**Assigned task**
Each line of the listing that holds "define" counts once; report how many there are, and nothing more.

**Given data**
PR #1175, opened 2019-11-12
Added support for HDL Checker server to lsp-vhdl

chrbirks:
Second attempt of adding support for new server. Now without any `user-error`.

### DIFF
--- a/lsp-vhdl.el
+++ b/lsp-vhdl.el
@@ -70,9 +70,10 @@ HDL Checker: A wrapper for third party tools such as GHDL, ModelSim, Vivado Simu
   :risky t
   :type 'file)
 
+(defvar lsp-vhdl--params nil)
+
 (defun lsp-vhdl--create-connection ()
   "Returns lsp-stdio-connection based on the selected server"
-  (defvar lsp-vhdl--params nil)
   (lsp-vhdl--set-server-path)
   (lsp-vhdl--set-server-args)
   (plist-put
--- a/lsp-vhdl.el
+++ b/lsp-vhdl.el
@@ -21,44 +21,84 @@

==

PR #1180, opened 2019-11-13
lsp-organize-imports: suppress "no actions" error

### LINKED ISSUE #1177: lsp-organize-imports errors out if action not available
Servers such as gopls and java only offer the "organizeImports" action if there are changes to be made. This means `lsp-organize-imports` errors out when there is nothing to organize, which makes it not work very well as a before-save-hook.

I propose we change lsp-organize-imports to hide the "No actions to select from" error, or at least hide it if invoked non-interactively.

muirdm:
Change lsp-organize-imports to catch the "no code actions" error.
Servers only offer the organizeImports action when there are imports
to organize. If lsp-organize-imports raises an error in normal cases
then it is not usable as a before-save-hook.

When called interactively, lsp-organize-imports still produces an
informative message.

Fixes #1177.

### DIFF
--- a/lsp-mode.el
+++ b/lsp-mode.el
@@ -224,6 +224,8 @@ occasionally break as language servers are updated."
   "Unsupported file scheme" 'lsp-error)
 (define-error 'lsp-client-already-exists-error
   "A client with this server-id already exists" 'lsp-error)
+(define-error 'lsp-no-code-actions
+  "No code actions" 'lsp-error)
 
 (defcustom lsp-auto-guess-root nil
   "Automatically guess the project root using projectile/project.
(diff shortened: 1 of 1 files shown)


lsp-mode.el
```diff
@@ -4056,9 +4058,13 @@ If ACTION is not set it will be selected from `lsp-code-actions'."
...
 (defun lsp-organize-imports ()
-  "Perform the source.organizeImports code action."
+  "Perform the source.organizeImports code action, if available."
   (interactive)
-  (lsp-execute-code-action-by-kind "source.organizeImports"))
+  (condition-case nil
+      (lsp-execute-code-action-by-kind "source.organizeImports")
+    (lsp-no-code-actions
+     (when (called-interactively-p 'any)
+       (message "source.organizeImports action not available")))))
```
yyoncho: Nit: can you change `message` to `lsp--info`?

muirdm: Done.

**Solution for this exercise**
2